__Work instruction__:
Every line below that has the string "will" needs to be copied.

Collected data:
PR #2, opened 2020-01-06
Test use @pingcap-incubator/pd-client-js lib

baurine:
- install and use @pingcap-incubator/pd-client-js from GitHub Packages
- update build scripts and related docs

### DIFF
--- a/Makefile
+++ b/Makefile
@@ -25,8 +25,10 @@ swagger_spec:
 
 yarn_dependencies:
 ifneq ($(SKIP_YARN_INSTALL), 1)
+	# Skip post-install scripts by `--ignore-scripts` here,
+	# as a malicious script could steal NODE_AUTH_TOKEN.
 	cd ui &&\
-	yarn install --frozen-lockfile
+	yarn install --ignore-scripts
 endif
 
 swagger_client: swagger_spec yarn_dependencies
--- a/Makefile
+++ b/Makefile
@@ -4,6 +4,8 @@ DASHBOARD_API ?=
 
 BUILD_TAGS ?=
 
+SKIP_YARN_INSTALL ?=
+
 ifeq ($(SWAGGER),1)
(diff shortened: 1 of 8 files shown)


Makefile
```diff
@@ -20,10 +20,10 @@ swagger:
 	scripts/generate_swagger.sh
 
 swagger_client: swagger
-	cd ui && yarn && npm run build_api_client
+	cd ui && yarn install --update-checksums && npm run build_api_client
```
breeswish: Do we need `--frozen-lockfile` instead?

ui/src/index.js
```diff
@@ -3,4 +3,12 @@ import ReactDOM from 'react-dom';
 import './index.css';
 import App from './App';
 
+import PDClient from '@pingcap-incubator/pd-client-js';
+
+// TODO
+const pdClient = new PDClient({
```
breeswish: You can put it in `src/utils/client/index.js`, change it to expose two APIs:

```js
export default {
  dashboard: dashboardClient,
  pd: pdClient,
};
```

Makefile
baurine: Nope, adding `--update-checksums` is used to fix ["Integrity checked failed error"](https://github.com/yarnpkg/yarn/issues/7552) for yarn

ui/src/index.js
baurine: Ok, will fix it soon.

Makefile
baurine: It seems `--frozen-lockfile` option works fine as well.

breeswish:
Nice. Looks like you need to update TiDB Dashboard's GitHub action file in order to make it work.

baurine:
Yep, will fix it tmw, it seems we need to add a more step to create a `.npmrc` file for authentication.

baurine:
Fix the github actions, now it works fine.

__Task response__:
baurine: Ok, will fix it soon.
Yep, will fix it tmw, it seems we need to add a more step to create a `.npmrc` file for authentication.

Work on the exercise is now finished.